The Board of Governors of the Federal Reserve, the body overseeing the implementation of United States monetary policy, has announced the creation of five task forces intended to evaluate and improve the Fed's operations. In a press release, Federal Reserve Chairman Kevin Warsh named the "external advisers" who will lead each task force, ranging from economics professors to AI investors and corporate executives—executives like Xbox CEO Asha Sharma, who will preside over a task force on employment and productivity.

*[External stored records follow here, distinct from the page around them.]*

PR #34425, opened 2026-02-12
fix(core): remove redundant `allWorkspaceFiles` from the project graph pipeline

leosvelperez:
## Current Behavior

`allWorkspaceFiles` (a flat `FileData[]` of every file in the workspace) is built, stored, copied, and passed through the project graph pipeline — even though no consumer uses it. The data is fully redundant with `fileMap.projectFileMap` + `fileMap.nonProjectFiles`. In the daemon, it's deep-copied on every graph serialization via `copyFileData()` and rebuilt on every incremental update via `buildAllWorkspaceFiles()`.

## Expected Behavior

`allWorkspaceFiles` is removed from:

- `retrieveWorkspaceFiles` return value
- `buildProjectGraphUsingProjectFileMap` parameters
- `hydrateFileMap` / `getFileMap` / `storedAllWorkspaceFiles`
- `fileMapWithFiles` daemon state and `SerializedProjectGraph` interface
- `WorkspaceFileMap` interface and `updateFileMap` return value

This eliminates redundant allocations, copies, and retained references.

Native/Rust code is unaffected — it uses `rustReferences.allWorkspaceFiles` (`ExternalObject`), which is a separate code path.

### DIFF
--- a/packages/nx/src/daemon/server/handle-hash-tasks.ts
+++ b/packages/nx/src/daemon/server/handle-hash-tasks.ts
@@ -18,7 +18,7 @@ export async function handleHashTasks(payload: {
   cwd: string;
   collectInputs?: boolean;
 }) {
-  const { error, projectGraph, allWorkspaceFiles, fileMap, rustReferences } =
+  const { error, projectGraph, rustReferences } =
     await getCachedSerializedProjectGraphPromise();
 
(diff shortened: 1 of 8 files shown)


AgentEnder (changes requested):
Discussed offline

PR #34427, opened 2026-02-12
cleanup(core): reduce terminal output duplication and allocations in task runner

leosvelperez:
## Current Behavior

Terminal output in the task runner is accumulated via repeated string concatenation (`terminalOutput += chunk`). Each `+=` on a growing string causes V8 to allocate a new, larger string and copy the old contents, resulting in O(n²) allocation behavior for tasks with large output. Additionally, `PseudoTtyProcess.onExit` didn't pass `terminalOutput` to its callbacks, forcing callers like `TaskOrchestrator` to duplicate output accumulation logic with a separate `onOutput` listener.

## Expected Behavior

- Terminal output is collected in `string[]` arrays and joined once at the end, reducing intermediate allocations from O(n²) to O(n)
- `PseudoTtyProcess.onExit` now passes `terminalOutput` as a second argument, matching the signature of other `RunningTask` implementations
- `TaskOrchestrator` no longer needs a special code path for `PseudoTtyProcess` — unified `onExit` handling for all task types
- `tui-summary-life-cycle` accumulates output in chunks during execution and stores the finalized string on task completion, allowing chunk arrays to be GC'd
- `SeriallyRunningTasks` and `RunningNodeProcess` similarly switched to chunk-based accumulation
- `BatchProcess` and `NodeChildProcessWithNonDirectOutput` lazily join and cache their terminal output

### DIFF
--- a/packages/nx/src/tasks-runner/life-cycles/tui-summary-life-cycle.ts
+++ b/packages/nx/src/tasks-runner/life-cycles/tui-summary-life-cycle.ts
@@ -51,21 +51,27 @@ export function getTuiTerminalSummaryLifeCycle({
   const inProgressTasks = new Set<string>();
   const stoppedTasks = new Set<string>();
 
+  // Chunks accumulated progressively during task execution
+  const taskOutputChunks: Record<string, string[]> = {};
+  // Finalized output strings set on task completion — read by summary print functions
   const tasksToTerminalOutputs: Record<string, string> = {};
   const tasksToTaskStatus: Record<string, TaskStatus> = {};
 
   const taskIdsInTheOrderTheyStart: string[] = [];
 
+  const getTerminalOutput = (taskId: string): string =>
+    tasksToTerminalOutputs[taskId] ?? taskOutputChunks[taskId]?.join('') ?? '';
+
   lifeCycle.startTasks = (tasks) => {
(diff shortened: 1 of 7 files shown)


packages/nx/src/tasks-runner/life-cycles/tui-summary-life-cycle.ts
```diff
@@ -51,21 +51,27 @@ export function getTuiTerminalSummaryLifeCycle({
   const inProgressTasks = new Set<string>();
   const stoppedTasks = new Set<string>();
 
+  // Chunks accumulated progressively during task execution
+  const taskOutputChunks: Record<string, string[]> = {};
```
FrozenPandaz, line 55: This is still a duplicate array of the one in the running task...

With the results now having the full terminal output.. can we not store this duplicate?

FrozenPandaz (changes requested):

packages/nx/src/tasks-runner/life-cycles/tui-summary-life-cycle.ts
FrozenPandaz: Nevermind, I see that we need the chunks for continuous tasks.

FrozenPandaz (approved):

PR #34430, opened 2026-02-12
feat(core): support q to quit in graph

AgentEnder:
## Current Behavior
TUI is used for 90% of real usage commands, and q exits it. No other command is quittable with q, but I find myself hitting Q to exit them anyways due to the tui muscle memory

## Expected Behavior
Most commands can be quit with q.

## Related Issue(s)

Fixes #

### DIFF
--- a/packages/nx/src/command-line/graph/graph.ts
+++ b/packages/nx/src/command-line/graph/graph.ts
@@ -55,6 +55,7 @@ import { readFileMapCache } from '../../project-graph/nx-deps-cache';
 import { filterUsingGlobPatterns } from '../../hasher/task-hasher';
 import { ConfigurationSourceMaps } from '../../project-graph/utils/project-configuration-utils';
 import { findMatchingProjects } from '../../utils/find-matching-projects';
+import { handleQToQuit } from '../../utils/handle-q-to-quit';
 
 import { createTaskHasher } from '../../hasher/create-task-hasher';
 import { ProjectGraphError } from '../../project-graph/error-types';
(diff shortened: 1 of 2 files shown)


packages/nx/src/tasks-runner/life-cycles/dynamic-run-many-terminal-output-life-cycle.ts
```diff
@@ -327,6 +332,7 @@ export async function createRunManyDynamicOutputRenderer({
 
   lifeCycle.endCommand = () => {
     clearRenderInterval();
+    cleanupQToQuit();
```
FrozenPandaz: I'm hesitant about adding it here... so I'd drop it.

AgentEnder:
@copilot lets strip this down to just the graph cli command for now

packages/nx/src/tasks-runner/life-cycles/dynamic-run-one-terminal-output-life-cycle.ts
```diff
@@ -101,6 +101,7 @@ export async function createRunOneDynamicOutputRenderer({
   let renderDependentTargetsIntervalId: NodeJS.Timeout | undefined;
 
   const moveCursorToStartOfDependentTargetLines = () => {
+    readline.cursorTo(process.stdout, 0);
```
FrozenPandaz, line 104: This seems unrelated?

FrozenPandaz (changes requested):

PR #34443, opened 2026-02-13
PARKED FOR LATER feat(core): replace picocolors with native styleText

meeroslav:
This PR replaces the `picocolors` with native Node's `styleText` and removes the leftover references to `chalk`

## Related Issue(s)

Fixes #


AgentEnder:
Style text wasn't marked stable until node 22 - I think we should hold off until next major? I'll leave it open for Jason / Jack to weigh in, it may be fine but in node 20 it was still marked as active development.

image

image

PR #35426, opened 2026-04-24
fix(js): rewrite workspace refs in all dep types during lockfile pruning

### LINKED ISSUE #35425: fix(js): workspace devDependencies ignored by prune-lockfile executor
## Current Behavior

When a pnpm workspace app has a workspace package listed in `devDependencies` (e.g. `"@scope/lib-a": "workspace:*"`), the `@nx/js:prune-lockfile` executor produces output that fails `pnpm install --frozen-lockfile` with:

```
ERR_PNPM_OUTDATED_LOCKFILE  Cannot install with "frozen-lockfile" because

Failure reason:
  specifiers in the lockfile don't match specifiers in package.json
  * 1 dependencies were added: @scope/lib-a@workspace:*
```

This happens because of two bugs that cause workspace packages in `devDependencies` (and `optionalDependencies`/`peerDependencies`) to be silently skipped during lockfile pruning.

## Expected Behavior

The pruned lockfile and rewritten `package.json` should correctly handle workspace packages listed in any dependency section (`dependencies`, `devDependencies`, `optionalDependencies`, `peerDependencies`), and `pnpm install --frozen-lockfile` should succeed.

Even with `--prod` (which skips devDependency installation), pnpm still validates that the lockfile matches the full `package.json` — including `devDependencies` — before proceeding. So the pruned output must be consistent across all dependency sections.

## Steps to Reproduce

1. Create a pnpm workspace monorepo with Nx
2. Create a buildable library (e.g. `lib-a`)
3. Create an app that lists that library in `devDependencies`:
   ```json
   {
     "devDependencies": {
       "@scope/lib-a": "workspace:*"
     }
   }
   ```
4. Run `nx prune-lockfile <app>`
5. In the pruned output directory, run `pnpm install --frozen-lockfile`
6. Observe `ERR_PNPM_OUTDATED_LOCKFILE` error

### Bug 1: `createPrunedLockfile` only rewrites `dependencies`

The [`createPrunedLockfile`](https://github.com/nrwl/nx/blob/master/packages/js/src/executors/prune-lockfile/prune-lockfile.ts#L66-L77) function rewrites `workspace:*` references to `file:./workspace_modules/<pkg>` in the output `package.json`, but only iterates over `packageJson.dependencies`:

```typescript
for (const [pkgName, pkgVersion] of Object.entries(
  packageJson.dependencies ?? {}
)) {
  if (
    pkgVersion.startsWith('workspace:') ||
    pkgVersion.startsWith('file:') ||
    pkgVersion.startsWith('link:') ||
    workspacePackages.has(pkgName)
  ) {
    packageJson.dependencies[pkgName] = `file:./workspace_modules/${pkgName}`;
  }
}
```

Yes, that Asha Sharma. The Asha Sharma who, just three days ago, announced an Xbox "reset" that will see roughly 3,200 of her employees lose their jobs by the end of the 2027 fiscal year—a reorganization that remaining developers are reportedly convinced will cause irreparable damage to some of the company's most valuable brands.
Sharma will be one of three leaders heading up the Productivity and Jobs task force, which will "assess the economic impact of new general-purpose technologies, including artificial intelligence, to inform the Federal Reserve's policy judgments." She'll be joined by Stanford economics professor Chalres I. Jones—"currently on leave at Anthropic"—and Marc Andreessen: tech VC, major AI investor, and guy who believes you can improve an LLM's results by simply instructing it to be very, very smart.
"The Federal Reserve's commitment to price stability and maximum employment is unwavering. As is our resolve to pursue our mandate with rigor. The US economy has changed significantly over the last generation, and never more so than right now," Warsh said, deploying a sentence that definitely made sense. "Each task force will carefully consider whether policymakers' means and methods, analytical tools, and policy approaches can be improved upon. I am honored that the best minds from a range of disciplines have agreed to work with us to sharpen our performance as an institution."
Considering Sharma announced that Mojang and King—two of Xbox's most valuable operations—will now report directly to her, I'm impressed that she'll be able to find the time. According to the Fed, we'll be able to follow the task forces' work in updates "posted periodically" on its website.